Reconstructing the development of Siberia’s vast larch forests: Ranges of various larch species not chiefly determined by the climate
[29. November 2018] 

Researchers from the Alfred Wegener Institute, Helmholtz Centre for Polar and Marine Research have for the first time reconstructed the historical development of the larch forests in northern Siberia over the past 9,000 years. This allowed them to identify, which factors determine the ranges of various larch species, and to gauge the forests’ capacity for absorbing carbon dioxide – an aspect that is directly relevant with regard to potential shifts in the larches’ ranges in the future. Their findings indicate that not air temperature alone determines whether or not the three Siberian larch species become dominant in a given region; the more important aspect is the biological competition between the species, and the question of which species settled there first.

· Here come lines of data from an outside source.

PR #2137, opened 2017-10-11
[GOBBLIN-284] Add retry in SalesforceExtractor to handle transient ne…

htran1:
…twork errors

Dear Gobblin maintainers,

### JIRA
    - https://issues.apache.org/jira/browse/GOBBLIN-284

### Description
* Add retry to handle transient network errors. The BufferedReader is recreated to reconnect on before reattempting fetch. The Salesforce http connection is sometimes dropped from the server side, so this retry is required to avoid job failure.
* Skip empty result sets since that can cause the job to terminate before pulling all data since returning a null record terminates the pull.

### Tests
Tested with a read pull of the Contact table.

### Commits

### DIFF
--- a/gobblin-salesforce/src/main/java/org/apache/gobblin/salesforce/SalesforceExtractor.java
+++ b/gobblin-salesforce/src/main/java/org/apache/gobblin/salesforce/SalesforceExtractor.java
@@ -594,11 +594,9 @@ public class SalesforceExtractor extends RestApiExtractor {
       // Get data from input stream
       // If bulk load is not finished, get data from the stream
       // Skip empty result sets since they will cause the extractor to terminate early
-      do {
-        if (!this.isBulkJobFinished()) {
-          rs = getBulkData();
-        }
-      } while (rs != null && rs.isEmpty() && !this.isBulkJobFinished());
+      while (!this.isBulkJobFinished() && (rs == null || rs.isEmpty())) {
+        rs = getBulkData();
+      }
 
       // Set bulkApiInitialRun to false after the completion of first run
       this.bulkApiInitialRun = false;
@@ -802,9 +800,12 @@ public class SalesforceExtractor extends RestApiExtractor {
   }
 
   /**
-   * Fetch a batch of records
+   * Fetch records into a {@link RecordSetList} up to the configured batch size {@link #batchSize}. This batch is not
+   * the entire Salesforce result batch. It is an internal batch in the extractor for buffering a subset of the result
+   * stream that comes from a Salesforce batch for more efficient processing.
    * @param rs the record set to fetch into
-   * @param initialRecordCount Initial record count to use. This should correspond to the number of records already in rs
+   * @param initialRecordCount Initial record count to use. This should correspond to the number of records already in rs.
+   *                           This is used to limit the number of records returned in rs to {@link #batchSize}.
    * @throws DataRecordException
    * @throws IOException
    */
--- a/gobblin-salesforce/src/main/java/org/apache/gobblin/salesforce/SalesforceExtractor.java
+++ b/gobblin-salesforce/src/main/java/org/apache/gobblin/salesforce/SalesforceExtractor.java
@@ -108,6 +108,8 @@ public class SalesforceExtractor extends RestApiExtractor {
   private static final int MAX_RETRY_INTERVAL_SECS = 600;
   // avoid using too many bulk API calls by only allowing PK chunking only if max partitions is configured <= this
   private static final int PK_CHUNKING_MAX_PARTITIONS_LIMIT = 3;
+  private static final String FETCH_RETRY_LIMIT_KEY = "salesforce.fetchRetryLimit";
+  private static final int DEFAULT_FETCH_RETRY_LIMIT = 5;
 
   private boolean pullStatus = true;
   private String nextUrl;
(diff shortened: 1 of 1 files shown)


htran1:
@zxcware please review.

gobblin-salesforce/src/main/java/org/apache/gobblin/salesforce/SalesforceExtractor.java
```diff
@@ -775,6 +790,122 @@ public boolean bulkApiLogin() throws Exception {
...
+
+    // if the result set is partially processed then we need to skip over processed records
+    if (!isNewBulkResultSet()) {
+      List<String> lastCsvRecord = null;
+      InputStreamCSVReader reader = new InputStreamCSVReader(this.bulkBufferedReader);
+
+      // skip header
+      reader.nextRecord();
+
+      int recordsToSkip = this.bulkRecordCount - this.prevBulkRecordCount;
```
zxcware: If a batch is processed one after the other, it's not necessary to skip but clearing the result set?

gobblin-salesforce/src/main/java/org/apache/gobblin/salesforce/SalesforceExtractor.java
```diff
@@ -581,9 +593,12 @@ public String getTimestampPredicateCondition(String column, long value, String v
 
       // Get data from input stream
       // If bulk load is not finished, get data from the stream
-      if (!this.isBulkJobFinished()) {
-        rs = getBulkData();
-      }
+      // Skip empty result sets since they will cause the extractor to terminate early
```
zxcware: Is it better to do the skip loop in `getBulkData`

htran1: `getBulkData` has a couple places where it returns, so I thought that this was cleaner and less error prone.

gobblin-salesforce/src/main/java/org/apache/gobblin/salesforce/SalesforceExtractor.java
```diff
@@ -775,6 +790,122 @@ public boolean bulkApiLogin() throws Exception {
...
+    // Get record from CSV reader stream
+    while ((this.csvRecord = reader.nextRecord()) != null) {
+      // Convert CSV record to JsonObject
+      JsonObject jsonObject = Utils.csvToJsonObject(this.bulkRecordHeader, this.csvRecord, this.bulkResultColumCount);
+      rs.add(jsonObject);
+      recordCount++;
+      this.bulkRecordCount++;
+
+      // Insert records in record set until it reaches the batch size
+      if (recordCount >= batchSize) {
```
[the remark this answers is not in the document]
htran1: This is the existing logic moved into a new method. The check here is required to chunk the stream into batches since the while loop is only checking for end of stream. This check could be moved into the while, but I think it is here for the extra logging when the condition is true.

gobblin-salesforce/src/main/java/org/apache/gobblin/salesforce/SalesforceExtractor.java
htran1: No, there are two reasons for this.
1. Clearing and recreating records would be more expensive than skipping.
2. The reset moves to the beginning of the result set. There can be many 2K record batches in a result set and all except the last batch have been processed and given out of the extractor, so we need to skip over at least all batches prior to the last one.

gobblin-salesforce/src/main/java/org/apache/gobblin/salesforce/SalesforceExtractor.java
```diff
@@ -581,9 +593,12 @@ public String getTimestampPredicateCondition(String column, long value, String v
...
       // If bulk load is not finished, get data from the stream
-      if (!this.isBulkJobFinished()) {
-        rs = getBulkData();
-      }
+      // Skip empty result sets since they will cause the extractor to terminate early
+      do {
+        if (!this.isBulkJobFinished()) {
+          rs = getBulkData();
+        }
+      } while (rs != null && rs.isEmpty() && !this.isBulkJobFinished());
```
zxcware:
```
while ((rs == null || rs.isEmpty()) && !this.isBulkJobFinished()) {
  rs = getBulkData();
}
```

gobblin-salesforce/src/main/java/org/apache/gobblin/salesforce/SalesforceExtractor.java
```diff
@@ -775,6 +790,122 @@ public boolean bulkApiLogin() throws Exception {
...
+   * @throws AsyncApiException
+   */
+  private BufferedReader getBulkBufferedReader(int index) throws AsyncApiException {
+    return new BufferedReader(new InputStreamReader(
+        this.bulkConnection.getQueryResultStream(this.bulkJob.getId(), this.bulkResultIdList.get(index).getBatchId(),
+            this.bulkResultIdList.get(index).getResultId()), ConfigurationKeys.DEFAULT_CHARSET_ENCODING));
+  }
+
+  /**
+   * Fetch a batch of records
```
zxcware: It's better to make it clearer that this batch isn't the chunk batch, but the extractor is grouping the records

PR #2140, opened 2017-10-13
[GOBBLIN-288] Add finer-grain dynamic partition generation for Salesf…

htran1:
…orce

Dear Gobblin maintainers,

### JIRA
    - https://issues.apache.org/jira/browse/GOBBLIN-288

### Description
Added refinement of the daily bucket histogram by splitting large buckets into smaller time ranges until a target size is reached. This is to avoid timeout errors when a partition is too large.

### Tests
Updated partitioning test and ran Salesforce Contact flow.

### Commits


htran1:
@zxcware please review.

gobblin-salesforce/src/main/java/org/apache/gobblin/salesforce/SalesforceSource.java
```diff
@@ -252,23 +462,23 @@ private String getDateString(int year) {
...
-      throw new DataRecordException("Failed to get data from salesforce; REST response has no output");
-    }
-    JsonArray records = GSON.fromJson(output, JsonObject.class).getAsJsonArray("records");
     Iterator<JsonElement> elements = records.iterator();
     JsonObject element;
+
     while (elements.hasNext()) {
       element = elements.next().getAsJsonObject();
-      histogram.add(new HistogramGroup(element.get("time").getAsString(), element.get("cnt").getAsInt()));
+      String time = element.get("time").getAsString() + ZERO_TIME_SUFFIX;
```
zxcware: In terms of the function itself, whether to append the `ZERO_TIME_SUFFIX` really depends on the `element.get("time")`. My concern is that the function won't be correct if `time` already has a proper suffix.

The solution would be:
1. Leverage `Utils.toDateTimeFormat`, given the input time format
2. Remove the function and put the logic to `getHistogramByDayBucketing`, for it's only used there.

gobblin-salesforce/src/main/java/org/apache/gobblin/salesforce/SalesforceSource.java
```diff
@@ -182,7 +208,183 @@ String generateSpecifiedPartitions(Histogram histogram, int maxPartitions, long
...
+
+  /**
+   * Get the row count for a time range
+   */
+  private int getCountForRange(TableCountProbingContext probingContext, StrSubstitutor sub,
+      Map<String, String> subValues, long startTime, long endTime) {
+    String startTimeStr = Utils.dateToString(new Date(startTime), SalesforceExtractor.SALESFORCE_TIMESTAMP_FORMAT);
+    String endTimeStr = Utils.dateToString(new Date(endTime), SalesforceExtractor.SALESFORCE_TIMESTAMP_FORMAT);
+
+    subValues.put("start", startTimeStr);
```
zxcware: It's necessary to consider whether we should include the `start` by comparing it with the global partition, which can be put in the `probingContext`

gobblin-salesforce/src/main/java/org/apache/gobblin/salesforce/SalesforceSource.java
```diff
@@ -163,6 +182,13 @@ String generateSpecifiedPartitions(Histogram histogram, int maxPartitions, long
       }
     }
 
+    if (partitionPoints.isEmpty()) {
+      throw new RuntimeException("Unexpected empty partition list");
+    }
+
+    // exchange the first partition point with the global low watermark
+    partitionPoints.set(0, Long.toString(lowWatermark));
```
zxcware: Instead of doing this, we can set the first `HistogramGroup` key to be lowWatermak, which also helps with fine probing.

gobblin-salesforce/src/main/java/org/apache/gobblin/salesforce/SalesforceSource.java
```diff
@@ -78,9 +79,23 @@
...
-  private static final String DAY_PARTITION_QUERY_TEMPLATE = "SELECT count(${column}) cnt, DAY_ONLY(${column}) time FROM ${table} "
-      + "WHERE ${column} ${greater} ${start} AND ${column} ${less} ${end} GROUP BY DAY_ONLY(${column}) ORDER BY DAY_ONLY(${column})";
-  private static final String DAY_FORMAT = "yyyy-MM-dd";
+  private static final String ENABLE_DYNAMIC_PROBING = "salesforce.enableDynamicProbing";
+  private static final String DYNAMIC_PROBING_LIMIT = "salesforce.dynamicProbingLimit";
+  private static final int DEFAULT_DYNAMIC_PROBING_LIMIT = 1000;
+  private static final String MIN_TARGET_PARTITION_SIZE = "salesforce.minTargetPartitionSize";
+  private static final int DEFAULT_MIN_TARGET_PARTITION_SIZE = 250000;
+  private static final String PROBE_TARGET_RATIO = "salesforce.probeTargetRatio";
+  private static final double DEFAULT_PROBE_TARGET_RATIO = 0.60;
```
zxcware: This is a great idea!  We should document it so that readers can understand its meaning.

PR #2143, opened 2017-10-19
[GOBBLIN-291] Remove unnecessary spec list and read

arjun4084346:
Dear Gobblin maintainers,

Please accept this PR. I understand that it will not be reviewed until I have checked off all the steps below! @htran1 @abti Please review.

### JIRA

### Description
This PR address issue of unnecessary listing and reading of flow specs from file system, which can cause huge delay in rest calls response if  number of specs are large.

### Tests
This PR does not add any new functionality. All the flow specs related test cases are already implemented.

### Commits

### DIFF
--- a/gobblin-core/src/main/java/org/apache/gobblin/converter/avro/JsonRecordAvroSchemaToAvroConverter.java
+++ b/gobblin-core/src/main/java/org/apache/gobblin/converter/avro/JsonRecordAvroSchemaToAvroConverter.java
@@ -31,7 +31,7 @@ import org.apache.gobblin.converter.ToAvroConverterBase;
 
 import com.google.common.base.Preconditions;
 import com.google.gson.JsonObject;
-import com.google.common.base.Preconditions;
+import com.google.gson.JsonNull;
 import com.google.common.base.Splitter;
 
 
@@ -84,10 +84,6 @@ public class JsonRecordAvroSchemaToAvroConverter<SI> extends ToAvroConverterBase
         continue;
       }
 
-      if (inputRecord.get(field.name()) == null) {
-        throw new DataConversionException("Field missing from record: " + field.name());
-      }
-
       Schema.Type type = field.schema().getType();
       boolean nullable = false;
       Schema schema = field.schema();
@@ -107,6 +103,14 @@ public class JsonRecordAvroSchemaToAvroConverter<SI> extends ToAvroConverterBase
         } else {
           throw new DataConversionException("Unions must be size 2, and contain one null");
         }
+
+        if (inputRecord.get(field.name()) == null) {
+          inputRecord.add(field.name(), JsonNull.INSTANCE);
+        }
+      }
+
+      if (inputRecord.get(field.name()) == null) {
+        throw new DataConversionException("Field missing from record: " + field.name());
       }
 
       if (type.equals(Schema.Type.RECORD)) {


gobblin-runtime/src/main/java/org/apache/gobblin/runtime/spec_store/FSSpecStore.java
```diff
@@ -98,17 +98,39 @@ public FSSpecStore(Config sysConfig, SpecSerDe specSerDe, Optional<Logger> log)
...
+    Path flowPath = new Path(specUri.getPath());
+    String flowGroup = getFlowGroup(flowPath);
+    String flowName = getFlowName(flowPath);
     FileStatus[] fileStatuses = fs.listStatus(this.fsSpecStoreDirPath);
+
     for (FileStatus fileStatus : fileStatuses) {
-      if (StringUtils.startsWith(fileStatus.getPath().getName(), specUri.toString())) {
+      if (fileStatus.isDirectory() && fileStatus.getPath().getName().equals(flowGroup)) {
+        return exists(fileStatus.getPath(), flowName);
+      } else if(!fileStatus.isDirectory() && fileStatus.getPath().getName().startsWith(flowName)) {
```
htran1: There should always be a flow group, so the else case should never apply.

gobblin-runtime/src/main/java/org/apache/gobblin/runtime/spec_store/FSSpecStore.java
```diff
@@ -98,17 +98,39 @@ public FSSpecStore(Config sysConfig, SpecSerDe specSerDe, Optional<Logger> log)
...
         return true;
       }
     }
+    return false;
+  }
 
+  private boolean exists(Path flowGroupDir, String flowName) throws IOException {
+    FileStatus[] fileStatuses = fs.listStatus(flowGroupDir);
+    for (FileStatus fileStatus : fileStatuses) {
+      if (!fileStatus.isDirectory() && fileStatus.getPath().getName().startsWith(flowName)) {
```
htran1: I think we need to add a delimiter to the name between the name and the version. Today if you have a file abc111 we can't tell if it is version 1 of abc11 or version 11 of abc1.

gobblin-runtime/src/main/java/org/apache/gobblin/runtime/spec_store/FSSpecStore.java
```diff
@@ -98,17 +98,39 @@ public FSSpecStore(Config sysConfig, SpecSerDe specSerDe, Optional<Logger> log)
...
+    return Files.getNameWithoutExtension(specUri.getName());
+  }
+
   @Override
   public boolean exists(URI specUri) throws IOException {
     Preconditions.checkArgument(null != specUri, "Spec URI should not be null");
-
+    Path flowPath = new Path(specUri.getPath());
+    String flowGroup = getFlowGroup(flowPath);
+    String flowName = getFlowName(flowPath);
```
htran1: We should be able to check for the existence of <store_root>/<flowGroup> first then list that directory to avoid listing from the store_root. You can directly call listStatus on <store_root>/<flowGroup> and catch the FileNotFoundException and return false.

gobblin-runtime/src/main/java/org/apache/gobblin/runtime/spec_store/FSSpecStore.java
```diff
@@ -206,23 +228,24 @@ public Spec getSpec(URI specUri, String version) throws IOException, SpecNotFoun
...
-    Preconditions.checkArgument(null != specUri, "Spec URI should not be null");
-
-    Collection<Spec> specs = getSpecs();
-    Collection<Spec> filteredSpecs = Lists.newArrayList();
-    for (Spec spec : specs) {
-      if (spec.getUri().equals(specUri)) {
-        filteredSpecs.add(spec);
+  private Collection<Spec> getAllVersionsOfSpec(String flowGroup, String flowName) throws IOException {
+    Collection<Spec> specs = Lists.newArrayList();
+    FileStatus[] fileStatuses = fs.listStatus(this.fsSpecStoreDirPath);
```
htran1: Same comment as above. We can list directly the flowGroup directory.

gobblin-runtime/src/main/java/org/apache/gobblin/runtime/spec_store/FSSpecStore.java
arjun4084346: I started with that only; but realized that TopologyCatalog also uses the same methods.
https://github.com/apache/incubator-gobblin/blob/master/gobblin-runtime/src/main/java/org/apache/gobblin/runtime/spec_catalog/TopologyCatalog.java#L257
and topologies do not have group directory.
Maybe we should implement separate method for TopologyCatalog.

gobblin-runtime/src/main/java/org/apache/gobblin/runtime/spec_store/FSSpecStore.java
arjun4084346: Will do.

gobblin-runtime/src/main/java/org/apache/gobblin/runtime/spec_store/FSSpecStore.java
arjun4084346: Yes, I wanted to discuss this too. But the problem is we have already written 'abc111' in the file system. We need to convert all the materialized specs to new pattern.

The new study will be released today in the journal “Scientific Reports”.

In Siberia, an area measuring over 2.6 million square kilometres – roughly seven times the size of Germany – is covered by larch forests, which have a significant influence on the Earth’s climate. For one thing, the billions of trees there absorb and store massive quantities of carbon dioxide (CO2) from the atmosphere. For another, they reduce the reflectivity of the Earth’s surface; wherever trees grow, a far lower percentage of sunlight is reflected than in the largely snow-covered tundra.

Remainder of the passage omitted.